Human Rights Watch (HRW) yesterday urged Cambodian authorities to drop the “politically motivated” case against opposition leader Sam Rainsy as tensions between him and strongman Cambodian Prime Minister Hun Sen spike.
A court on Friday issued an arrest warrant for Rainsy over an unserved defamation sentence from 2011, a day after Hun Sen threatened him with legal action for comments urging the premier to move toward a peaceful exit from office.
Hun Sen — who has ruled Cambodia for more than three decades — is often accused of stifling the opposition and Rainsy has accused his ruling Cambodian People’s Party of stealing the last election in 2013 with widespread vote-rigging.
HRW called on authorities to “rescind the politically motivated arrest warrant.”
“Cambodia’s donors should publicly call for the case to be dropped and for Prime Minister Hun Sen to end his repeated use of the criminal law against political opponents,” it said in a statement.
Rainsy, currently on tour in South Korea, was sentenced for defamation in 2011 for accusing the nation’s foreign minister of being a former member of the brutal Khmer Rouge, which ruled Cambodia from 1975 to 1979.
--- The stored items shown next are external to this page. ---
PR #333, opened 2022-01-18
Do not discourage setting SIGNALFX_SERVICE_NAME

pellared:
## Why

Mainly for sake of consistency with other languages/ecosystems.

## What

Do not discourage setting SIGNALFX_SERVICE_NAME as it is nothing bad if one uses it. We rather recommend specifying it explicitly.

### DIFF
--- a/docs/azure-instrumentation.md
+++ b/docs/azure-instrumentation.md
@@ -8,6 +8,11 @@
 4. Go to **Settings > Configuration**.
 5. Click **New application setting** to add the following settings:
 
+   Name of the instrumented service:
+   
+   * Name: `SIGNALFX_SERVICE_NAME`
+   * Value: `[my-service-name]`
+
    Access token: See [here](https://docs.splunk.com/Observability/admin/authentication-tokens/org-tokens.html) to learn how to obtain one. 
 
    * Name: `SIGNALFX_ACCESS_TOKEN`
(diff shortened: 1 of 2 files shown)


docs/azure-instrumentation.md
```diff
@@ -8,6 +8,11 @@
 4. Go to **Settings > Configuration**.
 5. Click **New application setting** to add the following settings:
 
+   Name of the instrumented service:
+   
+   * Name: `SIGNALFX_SERVICE_NAME`
+   * Value: `[my-service-name]`
```
pjanotti, line 14: Mention the default value in this case: it is listed on the advanced settings file.

pjanotti (approved):

docs/azure-instrumentation.md
pellared: 1. Do we want to mention the default value in all places? e.g. in the main `README.md` and `windows-service-instrumentation.md`?

2. Personally, if I would be the SRE, I would rather prefer to set it explicitly to make sure that e,g, it does not change in the future e.g. if the dev team would change the assembly entry name. I see the "service.name" as something like ID and I think it makes sense to recommend setting it explicitly.

pjanotti: You persuaded me, keep as it is: it is simple to setup. The only case that really gets tricky is IIS with shared app pool the others is fine to add it since it is pretty simple.

pjanotti (approved):

Kielek (approved):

The opposition chief is Hun Sen’s main rival and was in self-exile at the time of the sentence as he also faced a string of other convictions he claimed were trumped-up.
Rainsy’s recent comments, urging the international community to pressure Hun Sen for full democratization, were made during his trip to Japan earlier this week as he took inspiration from a historic vote in nearby Myanmar.
On Facebook, he yesterday referred to the former junta-ruled state, which has become an unlikely beacon for democracy among its Southeast Asian neighbors.
Opposition leader Aung San Suu Kyi’s “resounding ‘victory’ has created panic among the last surviving dictators in our part of the world, but the wind of freedom that is blowing throughout the world will also reach Cambodia in the very near future,” Rainsy wrote.
Thailand has been under military rule since a coup in May last year, with elections ruled out until at least July 2017, while Vietnam and Laos are ruled by authoritarian communist regimes.
Rainsy only returned to Cambodia ahead of the flawed 2013 elections after a royal pardon for the sentences against him. The HRW said the 2011 defamation case was not mentioned in the pardon.